Eine außergewöhnliche Farbe hatte der Kleine Kiel infolge eines Fernrohrbruchs zu bieten: Passanten fotografieren das grün gefärbte Gewässer mit ihren Smartphones.

Eine außergewöhnliche Farbe hatte der Kleine Kiel infolge eines Fernrohrbruchs zu bieten: Passanten fotografieren das grün gefärbte Gewässer mit ihren Smartphones.

Bild: © Axel Heimken/dpa

Kalte Wohnungen und grünes Wasser im Kleinen Kiel: Im Innenstadtbereich von Kiel ist es am Sonntagmorgen zu einem Rohrbruch einer Hauptfernwärmeleitung gekommen. Aus dem gesamten Versorgungsgebiet habe es deshalb zunächst immer wieder einzelne Meldungen über Einschränkungen bei der Wärmeversorgung gegeben, sagte Stadtwerkesprecher Sönke Schuster der Deutschen Presse-Agentur.

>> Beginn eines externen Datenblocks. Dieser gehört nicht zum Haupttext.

PR #558, opened 2021-06-15
[nrf temphack]: Limit number of parallel jobs for TF-M build to 1

tejlmand:
Fixes: NCSDK-10008

Set number of parallel jobs for TF-M build to 1.
In some circumstances it has been experienced that building TF-M with
multiple parallel jobs then `permission denied` may occur.
Root cause on Windows has not been identified but current suspicion
is around folder / file lock mechanism. To ensure correct behaviour
in all cases, limit number of parallel jobs to 1.

This issue is especially experienced when building TF-M through SES-NE.

This fix should be reverted when the root cause has been identified and
fixed.

### DIFF
--- a/modules/trusted-firmware-m/CMakeLists.txt
+++ b/modules/trusted-firmware-m/CMakeLists.txt
@@ -224,12 +224,22 @@ function(trusted_firmware_build)
 
   include(ExternalProject)
 
+  if(${CMAKE_HOST_SYSTEM_NAME} STREQUAL Windows)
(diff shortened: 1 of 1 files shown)


frkv (approved):
LGTM and can be fixable later (expecting fixup of the checkpatch)

shantha-14 (approved):

andvib (approved):

tejlmand:
Closed, included in #559

PR #563, opened 2021-06-17
[nrf fromlist] drivers: serial: nrfx_uarte: Add pullups to RXD and CTS

nordic-krch:
Configured UARTE input pins to have pullups. Otherwise when
uart is disconnected pins are floating and generate receiver
errors.

Upstream PR: https://github.com/zephyrproject-rtos/zephyr/pull/36366

Signed-off-by: Krzysztof Chruscinski <krzysztof.chruscinski@nordicsemi.no>

### DIFF
--- a/drivers/serial/uart_nrfx_uart.c
+++ b/drivers/serial/uart_nrfx_uart.c
@@ -995,7 +995,7 @@ static int uart_nrfx_init(const struct device *dev)
 	nrf_gpio_cfg_output(TX_PIN);
 
 	if (RX_PIN_USED) {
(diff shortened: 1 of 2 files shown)


MarekPorwisz (changes requested):
similar change needs to be applied in: uarte_nrfx_pins_enable function as it overwrites those settings

MarekPorwisz (approved):

anangl (approved):
I think it would be good to also apply the same corrections in `uart_nrfx_uart.c`.

carlescufi (approved):
This now fixes both uarte and uart

edmont (approved):

PR #565, opened 2021-06-18
[nrf temphack] samples: tfm: Disable SHA-1 for TF-M Regression tests

andvib:
Disable SHA-1 as the regression tests expects SHA-1 to be disabled. Treating this as a temphack as we would prefer to disable the tests instead of disabling SHA-1, but there is currently no mechanism in TF-M to disable the tests and we don't know the scope of the tests well enough to disable them. So temphack to fix the tests for the release, and then I'll do an investigation into how the tests can be disabled after the release.

Ref.: NCSDK-9954

sdk-nrf manifest PR: [PR-4914](https://github.com/nrfconnect/sdk-nrf/pull/4914)


shantha-14 (approved):

andvib:
sdk-nrf manifest PR: [PR-4914](https://github.com/nrfconnect/sdk-nrf/pull/4914)

frkv (approved):
LGTM

ioannisg (approved):
Thanks @andvib for the explanation in the PR description. I think this is OK to do as a temp-hack.

oyvindronningstad (approved):

samples/tfm_integration/tfm_regression_test/prj.conf
```diff
@@ -8,3 +8,6 @@ CONFIG_TEST=y
 CONFIG_BUILD_WITH_TFM=y
 CONFIG_TFM_REGRESSION_S=y
 CONFIG_TFM_REGRESSION_NS=y
+
+# TF-M Regression tests expect SHA-1 to be disabled
+CONFIG_MBEDTLS_SHA1_C=n
```
tejlmand, line 13: This is introducing a downstream symbol in sdk-zephyr which should normally be avoided.

This symbol should default to `n` from here:
https://github.com/nrfconnect/sdk-nrf/blob/4aa68fe9c49604ca66b96d4333dc9dbc3362b734/modules/trusted-firmware-m/Kconfig.mbedtls.defconfig#L7-L8

so it should be investigated why this is not working as expected instead of introducing yet another layer using a temphack.

tejlmand (changes requested):

samples/tfm_integration/tfm_regression_test/prj.conf
tejlmand: I see https://github.com/nrfconnect/sdk-nrf/blob/4aa68fe9c49604ca66b96d4333dc9dbc3362b734/modules/trusted-firmware-m/Kconfig.mbedtls.defconfig is never being sourced in TF-M Kconfig.
@hakonfam I assume that's a mistake.

andvib: Took me some time to realize what was failing, but I started working on fixing the failing tests in a different way. Are the mbdetls symbols expected to be available in sdk-zephyr, or is the changes in this PR a dead-end that will never work?

andvib:
Fixed in [PR-4920](https://github.com/nrfconnect/sdk-nrf/pull/4920)

PR #570, opened 2021-06-24
bluetooth: Bluetooth configuration for GATT serialization

KAGA164:
This PR introduces changes required to run the GATT serialized API. It contains some hooks in bluetooth CMake file which are necessary because Bluetooth header files uses options from Kconfig so we cannot handle this on a Kconfig level.


subsys/bluetooth/CMakeLists.txt
```diff
@@ -5,14 +5,17 @@ add_library(subsys__bluetooth INTERFACE)
 target_include_directories(subsys__bluetooth INTERFACE ${CMAKE_CURRENT_SOURCE_DIR})
 
 add_subdirectory(common)
+add_subdirectory_ifdef(CONFIG_BT_CONN services)
```
tejlmand, line 8: Instead of modifying this patch with a `[noup]` on top of a `[temphack]` commit (https://github.com/nrfconnect/sdk-zephyr/commit/2f39f35b1b7d1fbc1813606a435f410b7f74960b), could you please fix this:
https://projecttools.nordicsemi.no/jira/browse/NCSDK-10028

samples/bluetooth/beacon/Kconfig
```diff
@@ -1,8 +0,0 @@
-# Copyright (c) 2021 Nordic Semiconductor ASA
```
tejlmand, line 1: Instead of adding a `[noup]` patch removing files introduced with a `[temphack]` patch, then please revert the `[temphack]` commit (https://github.com/nrfconnect/sdk-zephyr/commit/2f39f35b1b7d1fbc1813606a435f410b7f74960b).

tejlmand (changes requested):
Do not just try to pull in temphack as a `noup`.

A noup commit should never be dependent on a previous temphack commit.

Also there need to be a good reasoning why a noup patch is required.

subsys/bluetooth/CMakeLists.txt
KAGA164: The part of this task is already fixed under this PR https://github.com/nrfconnect/sdk-nrf/pull/4984/files#diff-9bca706979b311a3bd4662437968b9fcfc854228b8d342154900ded7959a82f6R11. Should I do a revert commit and next add a new one @tejlmand ?

tejlmand: No, when I say revert, I mean this code should be reverted:
```
if (NOT CONFIG_BT_RPC_CLIENT)
  add_subdirectory_ifdef(CONFIG_BT_HCI host)
  add_subdirectory_ifdef(CONFIG_BT_SHELL shell)
  add_subdirectory_ifdef(CONFIG_BT_CONN services)
  add_subdirectory_ifdef(CONFIG_BT_MESH mesh)
  add_subdirectory_ifdef(CONFIG_BT_AUDIO audio)

  if(CONFIG_BT_CTLR AND CONFIG_BT_LL_SW_SPLIT)
    add_subdirectory(controller)
  endif()
```

This PR brings in this addition:
```
else()
  zephyr_library_sources(host/uuid.c)
```
in addition.
This is what I mean by: `modifying this patch with a [noup] on top of a [temphack] commit`.

The `else()` clause you are introducing in this PR is depending on this `if` clause from a `temphack` commit which should be fixed instead of adding more to the mess.

tejlmand: Please look at: https://github.com/nrfconnect/sdk-zephyr/commit/2f39f35b1b7d1fbc1813606a435f410b7f74960b

KAGA164:
@tejlmand I reverted temporary hack commit and used fromlist to cherry-pick my changes from upstream

doki-nordic (approved):

grochu (approved):
LGTM

grochu (approved):

tejlmand (approved):
lgtm, thanks for the cleanup :+1:

PR #571, opened 2021-06-25
Pr/add temperature platform for 802154 driver

pkwiek:
This PR adds temperature platform used by the IEEE 802.15.4 Radio
Driver. The new platform requires an enabled temperature sensor.


rlubos (commented):
Looks good but we need the hal_nordic PR merged first.

PR #583, opened 2021-07-23
Add nrf21540_ek shield definition

KAGA164:
This PR adds the nRF21540 EK Board shield definition. It is a continuation of 
https://github.com/zephyrproject-rtos/zephyr/pull/31523
which was targeted to upstream Zephyr but due to lack of use cases there, it was rejected.


hubertmis:
Would it be possible to move this PR to sdk-nrf to minimize delta between upstream and sdk-zephyr and to place shield description in the same repository FEMs are described: https://github.com/nrfconnect/sdk-nrf/tree/master/dts/bindings/radio_fem

KAGA164:
> Would it be possible to move this PR to sdk-nrf to minimize delta between upstream and sdk-zephyr and to place shield description in the same repository FEMs are described: https://github.com/nrfconnect/sdk-nrf/tree/master/dts/bindings/radio_fem

@hubertmis I don't think that we support a shield extension in sdk-nrf. So we would need to add such possibility probably from cmake level but I might be wrong. @tejlmand Do you have opinion about it ?

hubertmis:
Also, open-source BLE Controller supports nRF21. Perhaps we could use it to justify putting shield description to upstream Zephyr. Thoughts?

hubertmis:
> Also, open-source BLE Controller supports nRF21. Perhaps we could use it to justify putting shield description to upstream Zephyr. Thoughts?

Discussed offline. Opensource controller does not use device tree. It's not justification enough.

hubertmis (approved):
I would prefer to add this shield to sdk-nrf to avoid `noup` patches to sdk-zephyr, but if it would require serious changes in the build system to support shields in that repository, I'm OK to merge this patch to deliver it quicker.

grochu (approved):

KAGA164:
> I would prefer to add this shield to sdk-nrf to avoid `noup` patches to sdk-zephyr, but if it would require serious changes in the build system to support shields in that repository, I'm OK to merge this patch to deliver it quicker.

@tejlmand What is your opinion about this ?

tejlmand (changes requested):
> I would prefer to add this shield to sdk-nrf to avoid `noup` patches to sdk-zephyr, but if it would require serious changes in the build system to support shields in that repository, I'm OK to merge this patch to deliver it quicker.

What changes would be needed ?
Shields outside Zephyr repo is already supported:
https://github.com/zephyrproject-rtos/zephyr/blob/497cb2e58795142fb3b117eecf21ca8497b04e0a/cmake/app/boilerplate.cmake#L332-L333
```
foreach(root ${BOARD_ROOT})
  set(shield_dir ${root}/boards/shields)
```
and sdk-nrf is a board root:
https://github.com/nrfconnect/sdk-nrf/blob/master/zephyr/module.yml#L5

Please move this shield to sdk-nrf.

hubertmis (changes requested):
Following @tejlmand 's comment, I would strongly prefer to move it to sdk-nrf.

KAGA164:
Continued in sdk-nrf https://github.com/nrfconnect/sdk-nrf/pull/5263

PR #469, opened 2026-01-04
Add support for user orders

abelmarnk:
This PR adds support for user orders as described in #-420

**Relevant Specification**
- Orders are of two kinds take-profit & stop-loss or both.
- A user can open an order containing assets and liabilities and orders currently support only one of both. 
- The first time a balance is used in any order it is assigned a tag which is present in the balance until the balance is closed.
- The order identifies it's balances with those tags.
- When a balance is closed, orders that contains the tag for that balance can also be closed.
- A single balance can be present in several orders at once, when one of them gets executed it may offset other orders and cause them to be closed(e.g in the current implementation the executor/keeper is expected to close the liability(s) involved in the order and once any balance in an order(an order different from the one just executed) is closed then that order is eligible to be closed). 
- The user can also close orders themselves.
- In the case where the user has several orders instead of closing all of them they can mark them to be closed in a single instruction by setting the balance tags for those orders to `0`, the executors/keepers can then close them and claim the rent & order fee(The order fee is not yet implemented).
- Executors execute orders in a similar way to the start-end liquidation flow
- The execution of the order would cause the liabilities to be closed and the asset balance to be decreased while staying above or equal to the trigger price
- Before the order is executed, it is checked that the account is still healthy if not, then it should be liquidated instead(It is possible for the account to be in an unhealthy state, which would be caused by other liabilities not in that order).
- Of course it is also checked that the trigger condition(SL / TP) is satisfied.
- Additionally it is checked that the balances that are not related to the order remain unchanged.
- In the case of a take-profit, if the executor sees the order as `net value > trigger price`, the executor can keep `net - tp` at most, ensuring that value still stays above or equal to the trigger price, it is also checked that this does not make the account unhealthy.

**Scope**
- Update Marginfi Program
	- State
	- Instructions(new)
	- Instructions(old) for compatibility e.g repay, withdraw
- Update CLI
- Update User Guide
- Update Observability IDLs
- Update Test Utils
- Update Tests

cc: @-jgur-psyops

### DIFF
--- a/Cargo.lock
+++ b/Cargo.lock
@@ -3633,9 +3633,9 @@ dependencies = [
 
 [[package]]
 name = "proc-macro2"
-version = "1.0.95"
+version = "1.0.103"
 source = "registry+https://github.com/rust-lang/crates.io-index"
-checksum = "02b3e5e68a3a1a02aad3ec490a98007cbc13c37cbe84a3cd7b8e406d76e7f778"
+checksum = "5ee95bc4ef87b8d5ba32e8b7714ccc834865276eab0aed5c9958d00ec45f49e8"
 dependencies = [
  "unicode-ident",
 ]


abelmarnk:
Wrong branch.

Gegen Mittag sei es gelungen, den betroffenen Bereich rund um die Holtenauer Straße zu isolieren und die Versorgung im übrigen Gebiet zu stabilisieren. Seiher baue sich die Grundwärme dort wieder langsam auf.
 

500 Kunden ohne Wärme

«Rund 500 Kunden rund um den Rohrbruch in der Holtenauer Straße sind im Zuge der Reparaturarbeiten jedoch noch ohne Wärme», sagte Schuster. Wie lange sie noch warten müssten, lasse sich noch nicht absehen. «Wir arbeiten weiter unter Hochdruck und bitten um Geduld. Wir sind uns bewusst, dass die Einschränkungen aktuell unangenehm sind.»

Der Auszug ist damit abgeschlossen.